# [WHAT YOU WILL DO]
Collect the lines of the entries where "directory" shows up.
# # # # #
PR #177, opened 2021-02-26
changed directory permissions for .rekor directory

jehanshah8:
Changed the permissions for .rekor directory because they were too restrictive to allow new writes

### DIFF
--- a/cmd/cli/app/state/state.go
+++ b/cmd/cli/app/state/state.go
@@ -82,7 +82,7 @@ func getRekorDir() (string, error) {
 	}
 	rekorDir := filepath.Join(home, ".rekor")
 	if _, err := os.Stat(rekorDir); os.IsNotExist(err) {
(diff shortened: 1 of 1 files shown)


dlorenc:
Nice! This was causing issues saving state for fresh installs.

lukehinds:
750 would get this past gate.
# # # # #
# [ANSWER TO THIS EXERCISE]
changed directory permissions for .rekor directory
Changed the permissions for .rekor directory because they were too restrictive to allow new writes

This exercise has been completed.